Ganz in ganzen finde ich die Rolle super. Obwohl sie ein Bisschen zu schwer für die kurze Rute ist, ist die Kombo ganz gut ausbalanciert und ich denke, dass die Rolle, obwohl sie mindestens 10 Jahre älter ist, ganz gut auf die Rute passt. Die Rute, mit der ich 1989 meinen ersten Fisch gefangen habe ist fast Einsatzbereit und ich kann kaum erwarten, dass ich mit der Kombo bald wieder losziehen kann.


----------



## Thomas. (18. Februar 2020)

Bilch schrieb:


> Seitdem wir diese neue Rubrik haben, lese ich mit Begeisterung hier die Beiträge und muss gestehen, dass mich diese alten Rollen total zu faszinieren begonnen. So sehr, dass ich mich entschlossen habe mir auch eine davon zu besorgen.



hoffen wir mal das es bei der einen bleibt


----------



## Bilch (18. Februar 2020)

Thomas. schrieb:


> hoffen wir mal das es bei der einen bleibt


Ich befürchte das Schlimmste


----------



## Thomas. (18. Februar 2020)

ich auch  kleiner Tip würde mich auf DAM o Shakespeare spezialisieren und nicht auf Shimano o Daiwa alles Müll


----------



## Dübel (19. Februar 2020)

Willkommen im Club! Pass auf, wo erstmal eine alte Rolle ist, kommt bald die nächst und übernächste überübernächste und über ....

Das Schnurlaufröllchen ist in dem Sinne kein Röllchen. Sollte es am einer Stelle von der Schnur abgenutzt sein, kannst du nur die Schraube öffnen und es ein Stückchen weiterdrehen. 
Das Rölchen zum Laufen zu bringen funktioniert bestimmt. Das erfordert aber sicher sehr fortgeschrittene Fertigkeiten in der Metallbearbeitung. Ich hätte da schon ein paar Ideen ...

Die Rücklaufsperre muss sicher nur mal ordentlich gereinigt und dann geölt werden. Wenn das nicht hilft, liegt irgendein wirklicher Schaden vor.

Bei der Bremse hab ich auch keine Idee.


----------



## Bilch (19. Februar 2020)

Dübel schrieb:


> Willkommen im Club! Pass auf, wo erstmal eine alte Rolle ist, kommt bald die nächst und übernächste überübernächste und über ....
> 
> Das Schnurlaufröllchen ist in dem Sinne kein Röllchen.
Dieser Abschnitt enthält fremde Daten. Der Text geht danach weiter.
PR #1197, opened 2023-09-24
Parametrizing actions and fixing for self-hosted

alesnovak-s1:


.github/workflows/agent-build-new.yml
```diff
@@ -39,14 +39,13 @@ jobs:
...
 
       - name: Checkout repository
-        uses: actions/checkout@v4
+        uses: actions/checkout@8ade135a41bc03ea155e62e844d188df1ea18608 # v4
 
       - id: define_constants
         run: |
           echo "python_version=3.8" >> "${GITHUB_OUTPUT}"
-          echo "cache_version=6" >> "${GITHUB_OUTPUT}"
+          echo "cache_version=$GITHUB_REF_NAME" >> "${GITHUB_OUTPUT}"
```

Sollte es am einer Stelle von der Schnur abgenutzt sein, kannst du nur die Schraube öffnen und es ein Stückchen weiterdrehen.
> Das Rölchen zum Laufen zu bringen funktioniert bestimmt. Das erfordert aber sicher sehr fortgeschrittene Fertigkeiten in der Metallbearbeitung. Ich hätte da schon ein paar Ideen ...
> ...


Ja, ich befürchte, dass die nächste schon sehr bald kommen wird 

Danke für die Erklärung bezüglich des Röllchens  Das habe ich mir auch gedacht, war mir aber nicht sicher. Ideen habe ich auch, habe aber nicht genug Wissen und auch nicht die Möglichkeit sowas alleine zu machen. Und (zu)viel Geld will ich in eine alte Rolle auch nicht investieren (außer z.B. neue Bremsscheiben, Kugellager usw.). Eine Variante wäre vlt., wenn ich irgendwo ein Schnurlaufröllchen System mit denselben Maßen finden würde.


----------



## Nordlichtangler (19. Februar 2020)

Ich habe von DAM vor gar nicht allzulanger Zeit gleich 3 Stück von den Dingern im Pack gekauft, 2x 330N und 440N .
(Auslöser und schuld war der AB-Thread mit Zeigen der Rücklaufsperre der 330N, für mich ein entscheidendes Technikmerkmal, wenn wirklich robust gebaut)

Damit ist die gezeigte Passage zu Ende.